Collected data entries:
|---|
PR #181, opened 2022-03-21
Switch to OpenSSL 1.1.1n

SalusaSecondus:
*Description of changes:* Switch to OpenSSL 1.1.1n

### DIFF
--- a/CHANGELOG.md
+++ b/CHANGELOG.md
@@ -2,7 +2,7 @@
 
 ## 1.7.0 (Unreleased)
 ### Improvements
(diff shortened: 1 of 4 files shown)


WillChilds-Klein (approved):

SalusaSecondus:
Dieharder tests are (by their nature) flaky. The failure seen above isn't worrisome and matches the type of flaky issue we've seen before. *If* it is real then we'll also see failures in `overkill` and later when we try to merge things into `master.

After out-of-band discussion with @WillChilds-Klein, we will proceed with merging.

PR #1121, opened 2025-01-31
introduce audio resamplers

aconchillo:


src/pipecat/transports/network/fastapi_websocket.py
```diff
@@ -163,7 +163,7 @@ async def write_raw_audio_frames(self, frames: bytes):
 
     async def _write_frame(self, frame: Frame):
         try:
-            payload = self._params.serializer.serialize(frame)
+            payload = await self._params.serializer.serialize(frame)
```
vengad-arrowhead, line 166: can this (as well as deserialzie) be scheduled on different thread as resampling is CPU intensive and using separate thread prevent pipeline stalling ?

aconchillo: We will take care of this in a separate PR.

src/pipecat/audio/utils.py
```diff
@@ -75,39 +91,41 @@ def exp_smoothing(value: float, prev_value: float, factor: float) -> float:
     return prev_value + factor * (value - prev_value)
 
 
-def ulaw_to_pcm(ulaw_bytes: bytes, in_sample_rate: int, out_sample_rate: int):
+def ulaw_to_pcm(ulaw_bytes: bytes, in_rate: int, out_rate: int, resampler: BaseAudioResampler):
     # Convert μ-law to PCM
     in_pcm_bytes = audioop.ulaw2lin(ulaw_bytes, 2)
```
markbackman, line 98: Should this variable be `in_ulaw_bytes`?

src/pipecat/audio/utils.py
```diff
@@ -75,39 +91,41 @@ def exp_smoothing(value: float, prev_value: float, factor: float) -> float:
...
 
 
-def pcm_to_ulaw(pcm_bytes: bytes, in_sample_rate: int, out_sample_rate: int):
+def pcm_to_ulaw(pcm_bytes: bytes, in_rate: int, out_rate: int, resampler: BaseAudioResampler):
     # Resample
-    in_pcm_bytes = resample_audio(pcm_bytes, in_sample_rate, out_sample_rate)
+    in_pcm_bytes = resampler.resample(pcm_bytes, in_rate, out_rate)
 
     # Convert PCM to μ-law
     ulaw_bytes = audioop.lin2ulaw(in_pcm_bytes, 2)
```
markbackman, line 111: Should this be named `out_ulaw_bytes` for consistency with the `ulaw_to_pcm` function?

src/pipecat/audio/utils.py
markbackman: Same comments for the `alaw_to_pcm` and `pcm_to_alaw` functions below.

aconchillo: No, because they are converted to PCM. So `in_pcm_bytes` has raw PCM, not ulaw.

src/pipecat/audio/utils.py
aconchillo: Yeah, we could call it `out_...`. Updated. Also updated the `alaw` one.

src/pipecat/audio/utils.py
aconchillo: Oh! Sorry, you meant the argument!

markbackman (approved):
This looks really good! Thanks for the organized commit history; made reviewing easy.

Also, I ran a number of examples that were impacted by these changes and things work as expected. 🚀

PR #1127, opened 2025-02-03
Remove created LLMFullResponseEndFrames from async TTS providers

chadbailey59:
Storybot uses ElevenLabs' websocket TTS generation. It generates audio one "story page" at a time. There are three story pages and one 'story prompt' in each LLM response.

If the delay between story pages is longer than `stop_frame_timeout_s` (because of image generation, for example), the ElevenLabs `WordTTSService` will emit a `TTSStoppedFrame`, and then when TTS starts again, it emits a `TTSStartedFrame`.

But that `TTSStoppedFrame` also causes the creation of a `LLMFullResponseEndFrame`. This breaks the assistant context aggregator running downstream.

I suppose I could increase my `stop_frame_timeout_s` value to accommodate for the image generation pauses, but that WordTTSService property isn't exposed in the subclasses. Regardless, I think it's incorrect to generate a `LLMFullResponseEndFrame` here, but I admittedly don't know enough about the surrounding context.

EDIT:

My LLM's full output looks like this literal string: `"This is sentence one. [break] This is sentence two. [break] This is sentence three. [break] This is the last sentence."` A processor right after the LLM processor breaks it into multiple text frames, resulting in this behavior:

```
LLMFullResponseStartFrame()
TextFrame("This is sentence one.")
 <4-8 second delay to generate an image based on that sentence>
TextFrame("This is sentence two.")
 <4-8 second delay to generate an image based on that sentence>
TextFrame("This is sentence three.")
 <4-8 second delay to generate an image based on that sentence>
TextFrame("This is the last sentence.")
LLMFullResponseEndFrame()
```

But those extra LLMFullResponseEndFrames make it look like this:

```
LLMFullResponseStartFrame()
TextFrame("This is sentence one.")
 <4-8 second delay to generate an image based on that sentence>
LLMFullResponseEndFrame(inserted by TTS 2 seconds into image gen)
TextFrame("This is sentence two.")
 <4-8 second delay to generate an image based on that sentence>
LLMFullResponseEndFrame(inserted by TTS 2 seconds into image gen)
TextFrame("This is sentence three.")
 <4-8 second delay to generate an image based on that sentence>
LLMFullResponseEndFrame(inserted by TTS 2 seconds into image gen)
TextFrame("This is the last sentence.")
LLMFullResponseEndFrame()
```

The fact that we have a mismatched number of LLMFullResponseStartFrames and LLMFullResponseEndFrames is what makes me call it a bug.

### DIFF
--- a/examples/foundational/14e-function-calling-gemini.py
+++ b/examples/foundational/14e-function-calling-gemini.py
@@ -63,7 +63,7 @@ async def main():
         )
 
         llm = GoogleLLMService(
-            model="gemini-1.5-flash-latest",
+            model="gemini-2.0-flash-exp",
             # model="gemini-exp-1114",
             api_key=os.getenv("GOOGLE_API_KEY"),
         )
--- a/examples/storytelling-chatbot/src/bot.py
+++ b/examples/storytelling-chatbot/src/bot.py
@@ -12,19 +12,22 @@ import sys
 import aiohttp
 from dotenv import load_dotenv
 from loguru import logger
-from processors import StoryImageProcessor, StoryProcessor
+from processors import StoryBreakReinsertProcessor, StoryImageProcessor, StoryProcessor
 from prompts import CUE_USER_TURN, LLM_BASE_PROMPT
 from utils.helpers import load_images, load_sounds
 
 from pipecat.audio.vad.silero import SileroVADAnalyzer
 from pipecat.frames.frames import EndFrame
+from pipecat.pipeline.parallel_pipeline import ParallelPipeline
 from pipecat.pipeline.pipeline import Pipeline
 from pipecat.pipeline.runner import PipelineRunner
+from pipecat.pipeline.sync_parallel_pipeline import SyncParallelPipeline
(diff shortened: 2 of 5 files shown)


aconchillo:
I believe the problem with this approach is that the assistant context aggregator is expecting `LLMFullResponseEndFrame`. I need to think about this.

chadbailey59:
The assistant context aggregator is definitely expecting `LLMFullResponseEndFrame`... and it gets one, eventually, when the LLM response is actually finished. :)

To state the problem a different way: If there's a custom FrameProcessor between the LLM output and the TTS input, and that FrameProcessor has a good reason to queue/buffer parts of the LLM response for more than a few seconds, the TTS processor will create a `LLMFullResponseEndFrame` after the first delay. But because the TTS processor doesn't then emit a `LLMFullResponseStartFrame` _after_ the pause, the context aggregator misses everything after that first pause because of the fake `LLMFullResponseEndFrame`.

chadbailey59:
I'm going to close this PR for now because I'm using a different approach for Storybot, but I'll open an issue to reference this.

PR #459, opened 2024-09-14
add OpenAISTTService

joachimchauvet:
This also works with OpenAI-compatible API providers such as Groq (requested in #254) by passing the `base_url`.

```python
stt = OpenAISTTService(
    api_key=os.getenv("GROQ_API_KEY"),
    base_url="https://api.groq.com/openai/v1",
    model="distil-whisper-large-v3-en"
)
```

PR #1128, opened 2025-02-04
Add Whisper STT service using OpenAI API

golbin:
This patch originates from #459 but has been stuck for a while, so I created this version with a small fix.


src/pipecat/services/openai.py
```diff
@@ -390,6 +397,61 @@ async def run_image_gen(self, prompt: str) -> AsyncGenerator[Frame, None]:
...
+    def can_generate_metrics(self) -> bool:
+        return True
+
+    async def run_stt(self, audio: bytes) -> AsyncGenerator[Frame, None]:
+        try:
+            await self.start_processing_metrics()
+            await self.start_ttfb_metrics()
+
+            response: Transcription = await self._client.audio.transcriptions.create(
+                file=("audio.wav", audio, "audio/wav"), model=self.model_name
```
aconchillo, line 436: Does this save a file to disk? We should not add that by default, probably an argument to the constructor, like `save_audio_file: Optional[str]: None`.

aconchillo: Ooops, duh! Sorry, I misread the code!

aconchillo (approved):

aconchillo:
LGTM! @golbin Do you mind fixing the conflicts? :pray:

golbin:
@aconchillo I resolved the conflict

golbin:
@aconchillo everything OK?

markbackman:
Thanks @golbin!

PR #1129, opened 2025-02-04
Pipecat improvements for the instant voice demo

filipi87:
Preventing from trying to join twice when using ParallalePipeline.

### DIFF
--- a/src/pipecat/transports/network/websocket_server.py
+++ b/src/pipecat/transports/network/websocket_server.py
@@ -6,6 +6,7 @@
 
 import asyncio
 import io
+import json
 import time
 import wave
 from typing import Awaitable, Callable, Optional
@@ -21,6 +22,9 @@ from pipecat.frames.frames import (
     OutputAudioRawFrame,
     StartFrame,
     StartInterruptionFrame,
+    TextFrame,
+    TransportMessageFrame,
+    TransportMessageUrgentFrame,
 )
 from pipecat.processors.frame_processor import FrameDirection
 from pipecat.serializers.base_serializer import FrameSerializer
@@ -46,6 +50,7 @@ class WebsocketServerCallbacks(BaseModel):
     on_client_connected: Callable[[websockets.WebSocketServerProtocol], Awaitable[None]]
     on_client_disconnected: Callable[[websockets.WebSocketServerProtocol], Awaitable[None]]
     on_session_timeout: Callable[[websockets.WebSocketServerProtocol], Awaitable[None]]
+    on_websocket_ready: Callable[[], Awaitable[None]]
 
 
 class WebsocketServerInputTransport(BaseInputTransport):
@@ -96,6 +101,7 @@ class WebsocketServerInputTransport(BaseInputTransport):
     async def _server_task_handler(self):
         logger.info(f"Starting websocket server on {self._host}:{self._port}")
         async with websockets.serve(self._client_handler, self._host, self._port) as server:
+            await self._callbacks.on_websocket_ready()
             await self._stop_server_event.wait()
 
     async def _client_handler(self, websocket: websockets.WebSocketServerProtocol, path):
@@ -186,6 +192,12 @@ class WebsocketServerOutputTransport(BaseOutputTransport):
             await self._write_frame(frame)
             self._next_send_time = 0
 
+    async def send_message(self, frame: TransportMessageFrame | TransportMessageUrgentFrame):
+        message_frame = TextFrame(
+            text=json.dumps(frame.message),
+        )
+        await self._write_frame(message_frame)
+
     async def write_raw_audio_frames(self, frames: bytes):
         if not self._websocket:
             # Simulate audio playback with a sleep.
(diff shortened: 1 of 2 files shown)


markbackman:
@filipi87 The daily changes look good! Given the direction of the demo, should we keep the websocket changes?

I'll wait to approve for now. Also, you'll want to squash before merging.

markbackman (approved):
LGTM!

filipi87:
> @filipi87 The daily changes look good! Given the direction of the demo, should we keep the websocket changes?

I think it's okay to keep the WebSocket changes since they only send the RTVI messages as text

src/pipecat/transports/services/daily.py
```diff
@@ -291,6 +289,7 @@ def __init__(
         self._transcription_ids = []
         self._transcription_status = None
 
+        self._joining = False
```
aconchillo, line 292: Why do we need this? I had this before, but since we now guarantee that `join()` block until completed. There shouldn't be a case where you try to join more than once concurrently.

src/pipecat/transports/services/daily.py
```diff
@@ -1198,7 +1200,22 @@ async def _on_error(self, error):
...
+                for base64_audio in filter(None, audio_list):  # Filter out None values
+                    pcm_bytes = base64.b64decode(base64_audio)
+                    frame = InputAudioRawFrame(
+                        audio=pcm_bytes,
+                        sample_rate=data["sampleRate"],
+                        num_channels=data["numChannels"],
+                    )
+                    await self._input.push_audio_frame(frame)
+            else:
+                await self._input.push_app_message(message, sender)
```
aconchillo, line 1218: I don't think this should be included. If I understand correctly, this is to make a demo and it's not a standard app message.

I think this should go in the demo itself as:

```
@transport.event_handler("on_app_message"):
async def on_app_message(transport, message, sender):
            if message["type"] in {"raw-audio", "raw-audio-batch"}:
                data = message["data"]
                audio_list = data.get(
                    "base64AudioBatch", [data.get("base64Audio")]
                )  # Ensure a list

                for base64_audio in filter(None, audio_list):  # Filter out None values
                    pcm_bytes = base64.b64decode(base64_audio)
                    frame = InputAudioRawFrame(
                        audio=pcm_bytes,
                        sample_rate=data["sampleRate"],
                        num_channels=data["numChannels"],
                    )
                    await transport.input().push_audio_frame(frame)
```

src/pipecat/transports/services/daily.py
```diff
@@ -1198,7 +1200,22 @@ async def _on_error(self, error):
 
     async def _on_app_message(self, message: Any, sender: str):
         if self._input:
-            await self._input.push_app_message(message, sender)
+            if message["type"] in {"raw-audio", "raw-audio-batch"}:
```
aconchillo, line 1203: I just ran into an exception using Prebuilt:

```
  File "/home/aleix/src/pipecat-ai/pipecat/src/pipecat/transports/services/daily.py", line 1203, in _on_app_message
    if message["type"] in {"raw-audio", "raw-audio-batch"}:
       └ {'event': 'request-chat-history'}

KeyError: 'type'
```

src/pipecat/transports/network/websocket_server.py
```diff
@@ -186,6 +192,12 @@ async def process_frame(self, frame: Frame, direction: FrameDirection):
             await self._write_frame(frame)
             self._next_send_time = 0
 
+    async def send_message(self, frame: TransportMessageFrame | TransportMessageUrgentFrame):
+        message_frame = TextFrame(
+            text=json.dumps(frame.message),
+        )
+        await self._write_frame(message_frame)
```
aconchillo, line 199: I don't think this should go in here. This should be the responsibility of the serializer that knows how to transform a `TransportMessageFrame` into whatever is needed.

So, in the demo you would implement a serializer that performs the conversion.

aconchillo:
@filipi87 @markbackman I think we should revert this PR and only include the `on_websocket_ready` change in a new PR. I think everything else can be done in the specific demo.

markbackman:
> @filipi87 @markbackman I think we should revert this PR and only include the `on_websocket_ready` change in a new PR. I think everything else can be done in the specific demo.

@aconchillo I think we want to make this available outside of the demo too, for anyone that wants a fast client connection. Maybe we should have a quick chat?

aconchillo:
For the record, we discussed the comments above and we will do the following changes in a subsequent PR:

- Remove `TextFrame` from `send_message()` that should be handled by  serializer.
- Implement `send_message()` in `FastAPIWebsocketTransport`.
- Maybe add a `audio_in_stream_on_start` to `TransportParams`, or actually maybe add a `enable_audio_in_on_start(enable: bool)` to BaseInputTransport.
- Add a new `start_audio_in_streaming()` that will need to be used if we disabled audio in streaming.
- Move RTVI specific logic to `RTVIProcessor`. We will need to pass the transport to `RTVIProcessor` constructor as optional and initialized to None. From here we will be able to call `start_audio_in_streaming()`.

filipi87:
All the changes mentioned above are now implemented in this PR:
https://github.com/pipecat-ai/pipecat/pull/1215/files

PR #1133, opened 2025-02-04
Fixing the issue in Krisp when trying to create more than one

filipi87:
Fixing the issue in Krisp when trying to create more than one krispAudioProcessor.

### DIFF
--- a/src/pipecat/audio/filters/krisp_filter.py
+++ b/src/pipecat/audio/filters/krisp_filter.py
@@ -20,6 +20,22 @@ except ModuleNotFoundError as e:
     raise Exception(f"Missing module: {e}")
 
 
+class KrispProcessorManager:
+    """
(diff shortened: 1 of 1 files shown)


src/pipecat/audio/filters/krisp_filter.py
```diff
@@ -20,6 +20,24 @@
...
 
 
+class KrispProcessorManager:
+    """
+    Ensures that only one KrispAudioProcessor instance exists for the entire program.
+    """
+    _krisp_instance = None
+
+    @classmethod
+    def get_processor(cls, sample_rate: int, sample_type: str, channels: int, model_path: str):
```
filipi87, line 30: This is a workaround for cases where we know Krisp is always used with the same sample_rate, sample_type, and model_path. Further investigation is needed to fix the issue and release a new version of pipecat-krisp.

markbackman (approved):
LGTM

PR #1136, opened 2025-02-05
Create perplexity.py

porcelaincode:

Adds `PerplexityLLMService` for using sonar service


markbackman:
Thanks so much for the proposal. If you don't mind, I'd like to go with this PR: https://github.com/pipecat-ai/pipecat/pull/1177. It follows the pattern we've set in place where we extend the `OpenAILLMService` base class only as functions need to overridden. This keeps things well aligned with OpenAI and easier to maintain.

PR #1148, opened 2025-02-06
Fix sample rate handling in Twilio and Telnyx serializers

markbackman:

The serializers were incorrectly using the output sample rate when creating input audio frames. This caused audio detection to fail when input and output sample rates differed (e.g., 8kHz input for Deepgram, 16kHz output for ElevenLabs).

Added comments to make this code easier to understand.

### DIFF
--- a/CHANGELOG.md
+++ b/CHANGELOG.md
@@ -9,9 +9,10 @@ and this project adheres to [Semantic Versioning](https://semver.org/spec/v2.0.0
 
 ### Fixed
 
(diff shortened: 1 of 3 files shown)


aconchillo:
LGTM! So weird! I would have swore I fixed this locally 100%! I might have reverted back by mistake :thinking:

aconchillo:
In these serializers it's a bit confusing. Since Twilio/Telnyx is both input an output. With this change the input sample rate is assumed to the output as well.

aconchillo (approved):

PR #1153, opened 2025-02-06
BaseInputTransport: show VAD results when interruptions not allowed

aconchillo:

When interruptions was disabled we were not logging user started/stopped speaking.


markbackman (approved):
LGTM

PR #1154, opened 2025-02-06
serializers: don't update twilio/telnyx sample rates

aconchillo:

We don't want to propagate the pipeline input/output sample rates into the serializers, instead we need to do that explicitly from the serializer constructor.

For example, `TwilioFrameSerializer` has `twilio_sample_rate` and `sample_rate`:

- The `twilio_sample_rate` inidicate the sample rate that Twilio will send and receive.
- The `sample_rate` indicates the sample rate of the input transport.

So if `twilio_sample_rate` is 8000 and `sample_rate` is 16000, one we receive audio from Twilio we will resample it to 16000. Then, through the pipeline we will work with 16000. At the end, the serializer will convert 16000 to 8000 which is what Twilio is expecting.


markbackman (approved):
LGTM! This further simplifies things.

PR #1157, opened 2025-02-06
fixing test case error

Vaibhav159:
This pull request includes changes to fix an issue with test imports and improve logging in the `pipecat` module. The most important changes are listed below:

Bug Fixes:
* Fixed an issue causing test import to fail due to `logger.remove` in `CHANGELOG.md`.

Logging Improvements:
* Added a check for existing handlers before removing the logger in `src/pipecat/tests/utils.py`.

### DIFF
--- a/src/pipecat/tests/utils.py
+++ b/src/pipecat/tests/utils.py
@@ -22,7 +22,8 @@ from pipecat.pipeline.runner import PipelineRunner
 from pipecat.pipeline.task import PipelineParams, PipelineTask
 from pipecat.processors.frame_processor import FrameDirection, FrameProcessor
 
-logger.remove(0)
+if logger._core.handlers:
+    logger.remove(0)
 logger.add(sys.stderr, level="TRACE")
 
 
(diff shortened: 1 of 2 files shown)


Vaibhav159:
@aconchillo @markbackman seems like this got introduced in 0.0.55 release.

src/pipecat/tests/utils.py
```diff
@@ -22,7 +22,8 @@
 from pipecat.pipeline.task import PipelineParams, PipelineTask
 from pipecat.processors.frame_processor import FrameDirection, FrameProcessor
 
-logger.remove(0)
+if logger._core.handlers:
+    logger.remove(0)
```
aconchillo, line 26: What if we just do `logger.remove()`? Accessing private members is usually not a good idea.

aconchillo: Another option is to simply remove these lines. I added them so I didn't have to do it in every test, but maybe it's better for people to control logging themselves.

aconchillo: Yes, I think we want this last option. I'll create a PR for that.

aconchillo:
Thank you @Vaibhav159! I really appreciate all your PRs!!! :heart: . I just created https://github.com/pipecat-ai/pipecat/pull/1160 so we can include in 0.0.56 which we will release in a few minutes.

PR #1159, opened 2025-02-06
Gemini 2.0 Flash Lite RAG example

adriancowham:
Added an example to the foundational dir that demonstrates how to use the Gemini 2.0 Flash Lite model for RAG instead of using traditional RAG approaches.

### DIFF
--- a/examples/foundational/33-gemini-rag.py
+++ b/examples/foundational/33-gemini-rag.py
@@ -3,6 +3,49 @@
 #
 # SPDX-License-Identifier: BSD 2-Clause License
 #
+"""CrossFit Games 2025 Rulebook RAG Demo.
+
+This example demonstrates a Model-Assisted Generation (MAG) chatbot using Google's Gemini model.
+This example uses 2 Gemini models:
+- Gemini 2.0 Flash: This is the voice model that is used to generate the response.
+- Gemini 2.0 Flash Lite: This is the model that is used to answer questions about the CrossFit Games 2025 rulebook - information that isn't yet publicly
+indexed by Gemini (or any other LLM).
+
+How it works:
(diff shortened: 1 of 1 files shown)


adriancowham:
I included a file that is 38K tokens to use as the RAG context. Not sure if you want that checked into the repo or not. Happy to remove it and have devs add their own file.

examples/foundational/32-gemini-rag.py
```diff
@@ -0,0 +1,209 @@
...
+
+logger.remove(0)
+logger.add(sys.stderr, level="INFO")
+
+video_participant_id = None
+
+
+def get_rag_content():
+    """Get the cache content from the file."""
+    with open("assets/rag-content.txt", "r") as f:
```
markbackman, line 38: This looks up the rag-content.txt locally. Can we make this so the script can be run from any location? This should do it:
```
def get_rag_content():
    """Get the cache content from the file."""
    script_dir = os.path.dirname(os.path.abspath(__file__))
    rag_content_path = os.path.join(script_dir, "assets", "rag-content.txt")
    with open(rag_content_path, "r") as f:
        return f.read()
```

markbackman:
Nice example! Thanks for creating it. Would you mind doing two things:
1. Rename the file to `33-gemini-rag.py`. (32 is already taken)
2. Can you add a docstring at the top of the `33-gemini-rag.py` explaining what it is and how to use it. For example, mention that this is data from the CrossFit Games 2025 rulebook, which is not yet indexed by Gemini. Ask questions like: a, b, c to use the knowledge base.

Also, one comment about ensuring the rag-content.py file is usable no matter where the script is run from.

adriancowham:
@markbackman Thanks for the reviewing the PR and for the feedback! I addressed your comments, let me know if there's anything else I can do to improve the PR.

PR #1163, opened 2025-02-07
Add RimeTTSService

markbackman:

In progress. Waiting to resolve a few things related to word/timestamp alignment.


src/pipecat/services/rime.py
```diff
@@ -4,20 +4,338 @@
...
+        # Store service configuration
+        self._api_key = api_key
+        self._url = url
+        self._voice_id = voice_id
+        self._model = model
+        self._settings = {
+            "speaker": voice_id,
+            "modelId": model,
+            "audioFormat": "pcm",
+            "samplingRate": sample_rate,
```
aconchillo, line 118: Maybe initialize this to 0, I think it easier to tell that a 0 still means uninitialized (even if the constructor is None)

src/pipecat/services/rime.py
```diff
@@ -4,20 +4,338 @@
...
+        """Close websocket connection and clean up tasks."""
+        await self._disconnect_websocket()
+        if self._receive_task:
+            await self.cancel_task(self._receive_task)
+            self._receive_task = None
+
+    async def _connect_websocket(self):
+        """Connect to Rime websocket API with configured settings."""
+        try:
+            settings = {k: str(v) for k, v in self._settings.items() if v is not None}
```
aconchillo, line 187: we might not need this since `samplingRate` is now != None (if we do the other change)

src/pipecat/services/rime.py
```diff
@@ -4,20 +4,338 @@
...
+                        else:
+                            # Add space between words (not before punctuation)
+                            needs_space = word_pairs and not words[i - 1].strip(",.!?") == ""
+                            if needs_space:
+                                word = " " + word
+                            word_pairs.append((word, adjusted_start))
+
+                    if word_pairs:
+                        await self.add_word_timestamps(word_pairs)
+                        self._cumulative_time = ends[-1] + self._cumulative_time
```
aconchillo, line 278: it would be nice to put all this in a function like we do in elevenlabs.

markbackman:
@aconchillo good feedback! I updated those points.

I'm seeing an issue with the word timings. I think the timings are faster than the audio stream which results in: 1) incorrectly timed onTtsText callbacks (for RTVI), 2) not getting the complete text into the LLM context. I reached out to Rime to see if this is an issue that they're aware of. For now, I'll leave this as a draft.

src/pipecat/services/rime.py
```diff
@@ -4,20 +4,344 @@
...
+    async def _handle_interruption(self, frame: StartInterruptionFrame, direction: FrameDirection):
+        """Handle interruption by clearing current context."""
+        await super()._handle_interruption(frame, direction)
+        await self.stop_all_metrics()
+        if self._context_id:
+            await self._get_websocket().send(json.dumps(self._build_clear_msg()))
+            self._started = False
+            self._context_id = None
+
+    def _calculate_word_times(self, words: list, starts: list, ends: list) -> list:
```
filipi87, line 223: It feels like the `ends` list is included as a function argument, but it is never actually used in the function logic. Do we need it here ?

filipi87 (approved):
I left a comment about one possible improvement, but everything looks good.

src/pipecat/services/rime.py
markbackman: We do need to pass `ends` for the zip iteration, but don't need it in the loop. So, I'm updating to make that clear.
|---|
EXERCISE OBJECTIVE –
State how many lines of the records hold the string "TTSStoppedFrame", and nothing else.

TASK RESULT –
2